Start by finding your talents, which means researching the concept, and getting feedback from people who know you. It may take a few weeks or months to get your head around your unique abilities. Then explore the ideas of Tim Ferris, Cal Newport and Seth Godin to get guidance on satisfying work.
Once you have some direction and start a career, harnessing the power of the money you will receive will be a brilliant choice you make or a missed opportunity you’ll regret. I’m no expert on money so, do more research about that topic (avoiding the temptation of get-rich-quick merchants) but, I can tell you that people who see money as a life force to harness have a better life than those who see money as tokens to exchange for goods. It’s fashionable to eschew money as an unimportant vice but, if that were so, all the rich people in the world could easily give-away their wealth in exchange for virtue...and they don’t. Money is like the magical powers you wished for as a child and the older you get the more you’ll wish you opened the spellbook a long time ago.
Three: Focus on meeting outward demands instead of cultivating character through education, introspection, therapy, and personal development.

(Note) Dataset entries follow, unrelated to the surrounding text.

Issue #184, opened 2020-10-16
Persistent store


ia0:
- Do not panic if store doesn't initialize, just fail all storage operations. Done in [opt_store](https://github.com/google/OpenSK/compare/develop...ia0:opt_store) branch but increases binary size from 124.1k to 125.7k.
- [Blocked by Tock 2] Use read-only slices now that https://github.com/tock/tock/issues/1274 is fixed.\
- Look at fuzzing [coverage](https://rust-fuzz.github.io/book/cargo-fuzz/coverage.html), some functions (like `remove_handle`) or error conditions are not covered.
- Add a fuzzing mode 2 full cycles before end of lifetime.
- Update the fuzzing moder for dirty storage to start from one of the other mode, then fork and modify the storage, then continue. There's probably a way to use the fuzzer to mutate the storage.

ia0:
The code moved out of the repo.

PR #256, opened 2021-01-13
Command logic for credential management

kaczmarczyck:
Together with #253 and #254, this PR implements the credential management command. Its logic is equivalent to #107, with the difference of only storing keys for credentials as state between calls to `EnumerateCredentialsGetNextCredential`.

- [x] Tests pass

### DIFF
--- a/src/ctap/credential_management.rs
+++ b/src/ctap/credential_management.rs
@@ -22,11 +22,7 @@ use super::pin_protocol_v1::{PinPermission, PinProtocolV1};
 use super::response::{AuthenticatorCredentialManagementResponse, ResponseData};
 use super::status_code::Ctap2StatusCode;
 use super::storage::PersistentStore;
-use super::timed_permission::TimedPermission;
-use super::{
-    check_command_permission, check_pin_uv_auth_protocol, StatefulCommand,
-    STATEFUL_COMMAND_TIMEOUT_DURATION,
-};
+use super::{check_pin_uv_auth_protocol, StatefulCommand, StatefulPermission};
 use alloc::collections::BTreeSet;
 use alloc::string::String;
 use alloc::vec;
@@ -125,8 +121,7 @@ fn process_get_creds_metadata(
 /// Processes the subcommand enumerateRPsBegin for CredentialManagement.
 fn process_enumerate_rps_begin(
     persistent_store: &PersistentStore,
-    stateful_command_permission: &mut TimedPermission,
-    stateful_command_type: &mut Option<StatefulCommand>,
+    stateful_command_permission: &mut StatefulPermission,
     now: ClockValue,
 ) -> Result<AuthenticatorCredentialManagementResponse, Ctap2StatusCode> {
     let rp_set = get_stored_rp_ids(persistent_store)?;
@@ -134,9 +129,7 @@ fn process_enumerate_rps_begin(
 
     // TODO(kaczmarczyck) should we return CTAP2_ERR_NO_CREDENTIALS if empty?
     if total_rps > 1 {
-        *stateful_command_permission =
-            TimedPermission::granted(now, STATEFUL_COMMAND_TIMEOUT_DURATION);
-        *stateful_command_type = Some(StatefulCommand::EnumerateRps(1));
+        stateful_command_permission.set_command(now, StatefulCommand::EnumerateRps(1));
     }
     // TODO https://github.com/rust-lang/rust/issues/62924 replace with pop_first()
     enumerate_rps_response(rp_set.into_iter().next(), Some(total_rps as u64))
@@ -145,19 +138,16 @@ fn process_enumerate_rps_begin(
 /// Processes the subcommand enumerateRPsGetNextRP for CredentialManagement.
 fn process_enumerate_rps_get_next_rp(
     persistent_store: &PersistentStore,
-    stateful_command_permission: &mut TimedPermission,
-    stateful_command_type: &mut Option<StatefulCommand>,
-    now: ClockValue,
+    stateful_command_permission: &mut StatefulPermission,
 ) -> Result<AuthenticatorCredentialManagementResponse, Ctap2StatusCode> {
-    check_command_permission(stateful_command_permission, now)?;
-    if let Some(StatefulCommand::EnumerateRps(rp_id_index)) = stateful_command_type {
+    if let StatefulCommand::EnumerateRps(rp_id_index) = stateful_command_permission.get_command()? {
         let rp_set = get_stored_rp_ids(persistent_store)?;
         // A BTreeSet is already sorted.
         let rp_id = rp_set
             .into_iter()
             .nth(*rp_id_index)
             .ok_or(Ctap2StatusCode::CTAP2_ERR_NOT_ALLOWED)?;
-        *stateful_command_type = Some(StatefulCommand::EnumerateRps(*rp_id_index + 1));
+        *rp_id_index += 1;
         enumerate_rps_response(Some(rp_id), None)
     } else {
         Err(Ctap2StatusCode::CTAP2_ERR_NOT_ALLOWED)
@@ -167,8 +157,7 @@ fn process_enumerate_rps_get_next_rp(
 /// Processes the subcommand enumerateCredentialsBegin for CredentialManagement.
 fn process_enumerate_credentials_begin(
     persistent_store: &PersistentStore,
-    stateful_command_permission: &mut TimedPermission,
-    stateful_command_type: &mut Option<StatefulCommand>,
+    stateful_command_permission: &mut StatefulPermission,
     sub_command_params: CredentialManagementSubCommandParameters,
     now: ClockValue,
 ) -> Result<AuthenticatorCredentialManagementResponse, Ctap2StatusCode> {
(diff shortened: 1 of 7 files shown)


kaczmarczyck:
For storage review ( @ia0 ) this should be very quick, only using all changes made in #254.

ia0 (dismissed):
I reviewed `Ctrl-F persistent_storage` in all files.

I added a task that maybe `iter_credentials` usability could be improved. I wonder if I can remove the need to have `iter_result` (with compromise of each item being a `Result`).

kaczmarczyck:
I think that would be easier indeed!

kaczmarczyck:
The command is tested against Chrome. To test, change the [default permission in pin_protocol_v1.rs](https://github.com/google/OpenSK/blob/d5761018ab0178a2d3db3b7647b2865fa5b30fd5/src/ctap/pin_protocol_v1.rs#L341) to
```rust
self.permissions = 0x03 | PinPermission::CredentialManagement as u8;
```

src/ctap/credential_management.rs
```diff
@@ -0,0 +1,884 @@
...
+    let credential_id = PublicKeyCredentialDescriptor {
+        key_type,
+        key_id: credential_id,
+        transports: None, // You can set USB as a hint here.
+    };
+    let public_key = CoseKey::from(private_key.genpk());
+    Ok(AuthenticatorCredentialManagementResponse {
+        existing_resident_credentials_count: None,
+        max_possible_remaining_resident_credentials_count: None,
+        rp: None,
```
jmichelp: I see this pattern a lot where we create an object but most of the field are left to `None`.
Couldn't it improve readability by doing `impl Default for ...`?
IIRC this would allow us to only put the values we care about and finish constructing the object by putting `..` at end, right?

src/ctap/credential_management.rs
```diff
@@ -0,0 +1,884 @@
...
+    iter_result?;
+    let mut rp_ids = Vec::from_iter(rp_set);
+    let total_rps = rp_ids.len();
+
+    // TODO(kaczmarczyck) behaviour with empty list?
+    let rp_id = rp_ids.pop();
+    if total_rps > 1 {
+        *stateful_command_permission =
+            TimedPermission::granted(now, STATEFUL_COMMAND_TIMEOUT_DURATION);
+        *stateful_command_type = Some(StatefulCommand::EnumerateRps(rp_ids));
```
jmichelp: It's a bit hard for me to be sure here...
When we receive an enumeration, we'll generate a `Vec<string>` (which can consume quite a lot of RAM). But even if the permission expires, the object will not be destroyed until the next time we receive a command that will overwrite this, correct?

kaczmarczyck: Yes, the main loop logic is very lightweight. The timing of destruction shouldn't change worst case memory consumption IMO. If you are worried about the `Vec<String>`, we could instead keep a storage key of `usize`, iterate the credential keys, keep a set of relying parties that were already used and respond with the next unseen RP ID. @ia0 this should work? Something like the following and an initial counter for how many RP IDs exist.

```rust
self.first_unseen_key = key::CREDENTIAL.start;

fn next_rp() {
  let mut seen_rp_ids = BTreeSet::new();
  for key in key::CREDENTIAL.start..self.first_unseen_key {
    seen_rps.add(rp_id_of_credential_at_key);
  }
  for key in self.first_unseen_key..key::CREDENTIAL.end {
    if seen_rps.contains(rp_id_of_credential_at_key) {
      break;
    }
    self.first_unseen_key += 1;
  }
  // Use RP ID at self.first_unseen_key, increment again, ...
}
```

src/ctap/credential_management.rs
kaczmarczyck: Magic! I think it's
`..Default::default()` and I can actually `derive` the `Default`.

src/ctap/credential_management.rs
ia0: It's not the best to iterate on keys, because looking up a key is currently linear (would be constant with #238). There would be solutions to resume `iter_credentials`, but there might be some lifetime issues. I think the best in this case would simply be to recompute the set of RPids at each command (initial command and each follow-up) since we have a new time budget for each command and we know it's enough because we anyway need to do it once at some point. So the state could simply be the index in the ordered set of the next RP id. What do you think?

kaczmarczyck: That works too, as a way to reduce the state we need to keep to `usize`. Thanks for the input. @jmichelp would that help with your concern?

jmichelp: It should be fine provided we can't get dirty-read cases: e.g. we have an iterator, then we do some modification on the list (e.g. delete an entry) then we continue iterating.
But I don't think it's very different from this point of view from the current code as we would keep in `stateful_command_type` a list that may point to deleted entries.

kaczmarczyck: Done as proposed by @ia0 . I added a test to make sure the sorting is the same each time.

kaczmarczyck:
The 2 new commits don't show up in the conversation, since I merged after. The first is addressing the memory state issue. The other reworks the command state more to always reset timeout and state when either check fails. @jmichelp PTAL

src/ctap/mod.rs
```diff
@@ -165,19 +166,54 @@ pub struct AssertionState {
...
+    pub fn check_command_permission(&mut self, now: ClockValue) -> Result<(), Ctap2StatusCode> {
+        if self.permission.is_granted(now) {
+            Ok(())
+        } else {
+            self.clear();
+            Err(Ctap2StatusCode::CTAP2_ERR_NOT_ALLOWED)
+        }
+    }
+
+    pub fn get_command(&mut self) -> Result<&mut StatefulCommand, Ctap2StatusCode> {
```
jmichelp: Returning a mutable value is not the typical idiom you expect for a getter.
Why not having `get_command` return a immutable and use `set_command` to modify the value? If the issue is the timestamp that shouldn't be updated, you may also add `update_command` that calls `set_command` with the stored timestamp.

src/ctap/credential_management.rs
```diff
@@ -0,0 +1,924 @@
...
+        ..Default::default()
+    })
+}
+
+/// Processes the subcommand getCredsMetadata for CredentialManagement.
+fn process_get_creds_metadata(
+    persistent_store: &PersistentStore,
+) -> Result<AuthenticatorCredentialManagementResponse, Ctap2StatusCode> {
+    Ok(AuthenticatorCredentialManagementResponse {
+        existing_resident_credentials_count: Some(persistent_store.count_credentials()? as u64),
```
ia0, line 113: Just as FYI: I've added an item to #184 to improve `count_credentials`. We currently do unnecessary work and I'm not sure how costly it is. In particular given that it may look cheap and it's called by `remaining_credentials` used below.

src/ctap/mod.rs
```diff
@@ -345,27 +382,23 @@ where
                         Duration::from_ms(TOUCH_TIMEOUT_MS),
                     );
                 }
-                match (&command, &self.stateful_command_type) {
-                    (
-                        Command::AuthenticatorGetNextAssertion,
-                        Some(StatefulCommand::GetAssertion(_)),
-                    ) => (),
-                    (
+                match (&command, self.stateful_command_permission.get_command()) {
```
jmichelp, line 444: Should such logic actually be part of `StatefulPermission`?
e.g. in `check_command_permission`

ia0 (dismissed):
I just checked occurrences of `persistent_store`.

src/ctap/mod.rs
kaczmarczyck: I'd need different `check_command` commands, one for the `command` here, the other for the `subcommand` in credential management. Since these `match`es were specific to the call site, I thought I was best to keep them there.
Another problem is that merging with `check_command_permission` means we start returning a `Result` here, and this caller function does not return an error, but converts to the byte later. It might mean that we have to refactor this `process_command` function.
WDYT?

jmichelp: Ok.
I thought that the logic was "generic" in the way that if you start iterating through the credentials, we know which set of commands are allowed without dropping the state. So you could have checked both the command and the timestamp at the same time. Any invalid command of timestamp would result in invalidating the state.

Ignorance of your inner motivations leaves you a slave to the training you got as a child which is geared toward satisfying others instead of empowering and fulfilling yourself. Even if you had the most benevolent parents, you were manipulated; they approved of you when you cooperated with their expectations and disapproved of you when you didn’t. Why do you think it’s so hard to ignore what other people think of you? Your parents (and school) trained you this way for about 12 years. Then your peers joined-in the indoctrination with social acceptance or rejection so that you’re are nicely socialised to focus on meeting external demands. This is good so that you don’t become a pain to society but, some of your uniqueness was also sacrificed.
So many people can’t identify their goals, aspirations, talents, or personal taste. Without a personal preference, the pressures of the crowd take-over and your efforts will be harnessed by others. Realising you are either in the driver's seat or the passenger seat of your own car is the moment you begin to have a choice about how much control you want and which direction you want to go in.

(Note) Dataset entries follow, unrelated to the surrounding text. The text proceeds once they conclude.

PR #263, opened 2021-01-20
Large blobs

kaczmarczyck:
This PR implements the `LargeBlobs` command. It is based on #256 right now, and will be rebased on top of develop after #256 is merged.
All work is in this [commit](https://github.com/google/OpenSK/commit/8d1d5ac250fd33c48502cc990ff10efebb5c5182). It is pushed here as a preview and to discuss how to best access the storage. The goal is to end up with an implementation of this command that is functionally equivalent, but more efficient in how it `get`s and `commit`s the data.

- [x] Tests pass


src/ctap/storage.rs
```diff
@@ -458,6 +462,70 @@ impl PersistentStore {
...
+            let shard_length = cmp::min(SHARD_SIZE - shard_offset, byte_count);
+
+            let shard_key = key::LARGE_BLOB_SHARDS.start + shard;
+            if !key::LARGE_BLOB_SHARDS.contains(&shard_key) {
+                // This request should have been caught at application level.
+                return Err(Ctap2StatusCode::CTAP2_ERR_VENDOR_INTERNAL_ERROR);
+            }
+            let shard_entry = self.store.find(shard_key)?.unwrap_or_default();
+            if shard_entry.len() < shard_offset + shard_length {
+                output.extend(&shard_entry[..]);
```
ia0: This looks wrong. Probably `&shard_entry[shard_offset..]` with an additional check that `shard_offset <= shard_entry.len()`.

src/ctap/storage.rs
```diff
@@ -458,6 +462,70 @@ impl PersistentStore {
...
+                return Ok(output);
+            }
+            output.extend(&shard_entry[shard_offset..shard_offset + shard_length]);
+            offset += shard_length;
```
ia0: This also looks wrong. I would expect something like `offset += shard_length - shard_offset`.

src/ctap/storage.rs
```diff
@@ -458,6 +462,70 @@ impl PersistentStore {
...
+            byte_count -= shard_length;
```
ia0: Same here.

src/ctap/storage.rs
```diff
@@ -458,6 +462,70 @@ impl PersistentStore {
...
+            self.store.insert(
+                shard_key,
+                &large_blob_array[large_blob_index..large_blob_index + shard_length],
+            )?;
+            large_blob_index += shard_length;
+            shard_key += 1;
+        }
+        // The length is not stored, so overwrite old entries explicitly.
+        for key in shard_key..key::LARGE_BLOB_SHARDS.end {
+            // Assuming the store optimizes out unnecessary writes.
```
ia0: I guess you mean unnecessary `remove`. Yes, removing an absent entry is a no-op in terms of flash (and thus lifetime).

src/ctap/storage.rs
```diff
@@ -458,6 +462,70 @@ impl PersistentStore {
...
+            self.store.remove(key)?;
```
ia0: Those `insert` and `remove` should be part of the same transaction and encoded as `StoreUpdate`s. I'm planning to improve the `StoreUpdate` to avoid passing a `Vec<u8>` and instead be also able to pass a `&[u8]` which would be sufficient here.

src/ctap/storage.rs
kaczmarczyck: The specification asks to return all remaining bytes, if more are requested than exist. This is what this line is about. Maybe the confusion here and below is from `shard_length` not being the length of the shard in storage, but the length of what we want to read from this shard. Maybe another variable name works better for you?
(Also, if it was wrong, it should have been caught by unit tests.)

src/ctap/storage.rs
kaczmarczyck: I added / changed a unit test to double check, and it should be correct. Maybe this `shard_length - shard_offset` is implicitly covered by

```rust
let shard_length = cmp::min(SHARD_SIZE - shard_offset, byte_count);
```

?

src/ctap/storage.rs
kaczmarczyck: Since this whole method seems to be poorly written and confusing, I'll think about if a rewrite make sense.

src/ctap/storage.rs
kaczmarczyck: Yes, exactly that. Comment changed.

src/ctap/storage.rs
ia0: The issue I have in mind is:
- one shard of 10 bytes
- asking to read from offset 1 (i.e. skipping first byte)
- asking to read 20 bytes

My understanding is that we don't skip the first byte. So I guess when you say "return all remaining bytes" it's not just the ones after the offset, but the whole content. Then there would still be a problem with the following case:

- 2 shards A and B
- offset is A.len + 1
- length is A.len + B.len + 1

My understanding is that we return only B and not AB.

Regarding unit tests, how could they catch all bugs? Unit tests are just basic checks, they can't guarantee anything about the code (as long as there are a few ifs or a loop).

src/ctap/storage.rs
ia0: Oh right, yeah, `shard_length` is actually alright. I confused it with `SHARD_SIZE`.

src/ctap/storage.rs
ia0: Or maybe at least describe the expected behavior in the documentation, including corner-cases like when the reading span is not included in the content span. Because it seems CTAP specification is not the intuitive version where you just crop the reading span to the content span.

src/ctap/storage.rs
kaczmarczyck: Oh true, I thought I had this covered. Fixed.

kaczmarczyck: Also, unit test added for coverage.

src/ctap/storage.rs
kaczmarczyck: Documentation changed. You're supposed to crop, I think. I actually like the current loop implementation, since each loop iteration is like having called the function with the next set of `byte_count` and `offset`, just that more bytes are already read.

kaczmarczyck:
I'll rebase as announced now, then work on the transactions.

src/ctap/storage.rs
```diff
@@ -59,6 +60,9 @@ const DEFAULT_MIN_PIN_LENGTH_RP_IDS: Vec<String> = Vec::new();
 // This constant is an attempt to limit storage requirements. If you don't set it to 0,
 // the stored strings can still be unbounded, but that is true for all RP IDs.
 pub const MAX_RP_IDS_LENGTH: usize = 8;
+const SHARD_SIZE: usize = 1023;
```
ia0: Oh, actually I'm realizing just now. But to be more generic, we should use `self.store.max_value_length()`. The value of 1023 is correct only for flash pages of size 2048 or bigger (Nordic is 4096).

src/ctap/storage.rs
```diff
@@ -59,6 +60,9 @@ const DEFAULT_MIN_PIN_LENGTH_RP_IDS: Vec<String> = Vec::new();
...
+pub const MAX_LARGE_BLOB_ARRAY_SIZE: usize =
+    SHARD_SIZE * (key::LARGE_BLOB_SHARDS.end - key::LARGE_BLOB_SHARDS.start);
```
ia0: This would probably become a function since the shard size would be dependent of the board.

src/ctap/storage.rs
```diff
@@ -467,6 +471,70 @@ impl PersistentStore {
...
     }
 
+    /// Reads the byte vector stored as the serialized large blobs array.
+    ///
+    /// If too few bytes exist at that offset, return the maximum number
+    /// available. This includes cases of offset being beyond the stored array.
+    pub fn get_large_blob_array(
+        &self,
+        mut byte_count: usize,
+        mut offset: usize,
```
ia0: Just style, in case it wasn't deliberate: Usually the order is `offset` then `length`. This is quite unusual and could lead to bugs since those have the same type.

src/ctap/storage.rs
```diff
@@ -467,6 +471,70 @@ impl PersistentStore {
...
+    ) -> Result<Vec<u8>, Ctap2StatusCode> {
+        if self.store.find(key::LARGE_BLOB_SHARDS.start)?.is_none() {
+            return Ok(vec![
+                0x80, 0x76, 0xBE, 0x8B, 0x52, 0x8D, 0x00, 0x75, 0xF7, 0xAA, 0xE9, 0x8D, 0x6F, 0xA5,
+                0x7A, 0x6D, 0x3C,
+            ]);
```
ia0: The function should document that if the blob is absent, a default value is returned (maybe with some description of this default value).

src/ctap/storage.rs
```diff
@@ -467,6 +471,70 @@ impl PersistentStore {
...
+                // This request should have been caught at application level.
+                return Err(Ctap2StatusCode::CTAP2_ERR_VENDOR_INTERNAL_ERROR);
+            }
+            let shard_entry = self.store.find(shard_key)?.unwrap_or_default();
+            if shard_entry.len() < shard_offset + shard_length {
+                // If fewer bytes exist than requested, return them all.
+                output.extend(&shard_entry[shard_offset..]);
+                return Ok(output);
+            }
+            output.extend(&shard_entry[shard_offset..shard_offset + shard_length]);
```
ia0: Those 5 lines still look buggy when the shard is smaller than `shard_offset`. What about the following more natural alternative?

```rust
if shard_entry.len() < shard_offset {
    break;
}
let shard_length = cmp::min(shard_entry.len() - shard_offset, byte_count);
output.extend(&shard_entry[shard_offset..][..shard_length]);
if shard_entry.len() < SHARD_SIZE {
    break;
}
```

src/ctap/storage.rs
```diff
@@ -467,6 +471,70 @@ impl PersistentStore {
...
+        &mut self,
+        large_blob_array: &[u8],
+    ) -> Result<(), Ctap2StatusCode> {
+        if large_blob_array.len() > MAX_LARGE_BLOB_ARRAY_SIZE {
+            return Err(Ctap2StatusCode::CTAP2_ERR_VENDOR_INTERNAL_ERROR);
+        }
+        const MIN_SHARD_KEY: usize = key::LARGE_BLOB_SHARDS.start;
+        const SHARD_COUNT: usize = key::LARGE_BLOB_SHARDS.end - MIN_SHARD_KEY;
+        let mut transactions = Vec::with_capacity(SHARD_COUNT);
+        for shard_key in MIN_SHARD_KEY..key::LARGE_BLOB_SHARDS.end {
```
ia0: This can simply be `for shard_key in key::LARGE_BLOB_SHARDS`.

src/ctap/storage.rs
```diff
@@ -467,6 +471,70 @@ impl PersistentStore {
...
+    pub fn commit_large_blob_array(
+        &mut self,
+        large_blob_array: &[u8],
+    ) -> Result<(), Ctap2StatusCode> {
+        if large_blob_array.len() > MAX_LARGE_BLOB_ARRAY_SIZE {
+            return Err(Ctap2StatusCode::CTAP2_ERR_VENDOR_INTERNAL_ERROR);
+        }
+        const MIN_SHARD_KEY: usize = key::LARGE_BLOB_SHARDS.start;
+        const SHARD_COUNT: usize = key::LARGE_BLOB_SHARDS.end - MIN_SHARD_KEY;
+        let mut transactions = Vec::with_capacity(SHARD_COUNT);
```
ia0: This should probably be called `updates`, not `transactions`.

src/ctap/storage.rs
```diff
@@ -467,6 +471,70 @@ impl PersistentStore {
...
+            if large_blob_array.len() > large_blob_index {
+                let shard_length = cmp::min(SHARD_SIZE, large_blob_array.len() - large_blob_index);
+                transactions.push(StoreUpdate::Insert {
+                    key: shard_key,
+                    value: &large_blob_array[large_blob_index..large_blob_index + shard_length],
+                });
+            } else {
+                transactions.push(StoreUpdate::Remove { key: shard_key });
+            }
+        }
```
ia0: To avoid arithmetic, this loop could be more simply written as:

```rust
let mut shards = large_blob_array.chunks(SHARD_SIZE);
let updates = key::LARGE_BLOB_SHARDS.map(|key| match shards.next() {
    None => StoreUpdate::Remove { key },
    Some(value) => StoreUpdate::Insert { key, value },
}).collect();
```

src/ctap/storage.rs
```diff
@@ -467,6 +471,70 @@ impl PersistentStore {
...
+        Ok(self.store.transaction(&transactions)?)
```
ia0: Just as a note (maybe we want to add as a comment in code), but we might want to optimize this function (although it's probably not useful since this should be called very rarely):
1. Only write a shard if it is different from before. This optimization could actually be done in the persistent storage using a flag (not sure about the design yet). This would permit use-cases that are append-only or modify bytes only (not insert or delete) to be much more efficient.
2. Do not add useless remove to the transaction. Each remove is 1 word of lifetime. This is not very useful though compared to the other costs. But it would come for free if the previous step is implemented here (and not in the persistent store).

kaczmarczyck: In fact, a `largeBlob` always ends with a 16 byte hash (so far, the storage did not care). If we had the old blob length available, we could check easily. I'm not sure if we need this kind of protection though. In any case, I can add more `find`s to not adding unused `remove`s.

src/ctap/storage.rs
kaczmarczyck: `chunks` is super useful here! I don't think I can collect as nice with the improvement mentioned below to skip some `remove`s. Maybe with a filter_map, but the break seems more natural to me. Also FYI, your code give me a:

> error[E0277]: the size for values of type `[persistent_store::store::StoreUpdate<_>]` cannot be known at compilation time

src/ctap/storage.rs
kaczmarczyck: Okay for the private `SHARD_SIZE`. I decided to assign a fixed value to the total allowed length. Else, even parsing CBOR would require a store call for a constant, and (worse) OpenSK would behave differently on different hardware by default. Tuning is okay, and tests ensure `MAX_LARGE_BLOB_ARRAY_SIZE` is within bounds if people play around with it.

src/ctap/storage.rs
kaczmarczyck: Done for `SHARD_SIZE`.

src/ctap/storage.rs
kaczmarczyck: Good to know, changed.

src/ctap/storage.rs
kaczmarczyck: Documented, and changed the implementation a bit to work for small offsets in get.

src/ctap/storage.rs
kaczmarczyck: Thanks, good catch. Tests added.

src/ctap/storage.rs
kaczmarczyck: Very true.

src/ctap/storage.rs
kaczmarczyck: Not sure why, but I'm happy either way, so changed.

src/ctap/storage.rs
kaczmarczyck: If we still want (1), I'd rather implement it one level higher even. But I don't think we have to, I don't expect a platform to write without reading first.
For me (2) is more universally useful, as it helps with store lifetime after a single commit. Therefore (2) is implemented.

src/ctap/storage.rs
ia0: Right, we probably need to specify the collect return type: `.collect::<Vec<StoreUpdate<&[u8]>>>()`.

src/ctap/storage.rs
ia0: There's probably a misunderstanding on (1). The platform has no power for this. This is an optimization at the storage level. I don't mean to skip writing the whole blob, just to skip writing a shard. This can have huge benefits in the case mentioned (localized byte updates, append and remove from tail).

The field of personal development and the practice of therapy/counselling are open to help you explore the inner world that exists inside your mind.
Self-determination and self-actualisation is the true universal purpose we all have...or can have. And, if you start young, it’s just easier (because you’re more flexible) and you have more years (during your finite life), to experience the richness and joy you’re capable of.
All of us who are worth anything, spend our [adult]hood in unlearning the follies, or expiating the mistakes of our youth.
Thanks to “Andrew P” for asking me to expand on this question. I hope it’s helpful to him and others reflecting on how they plan to live. The take-away is...there are long-term consequences of your choices so, take care of the things that will take care of you; there are forces in life you can harness or be harnessed by.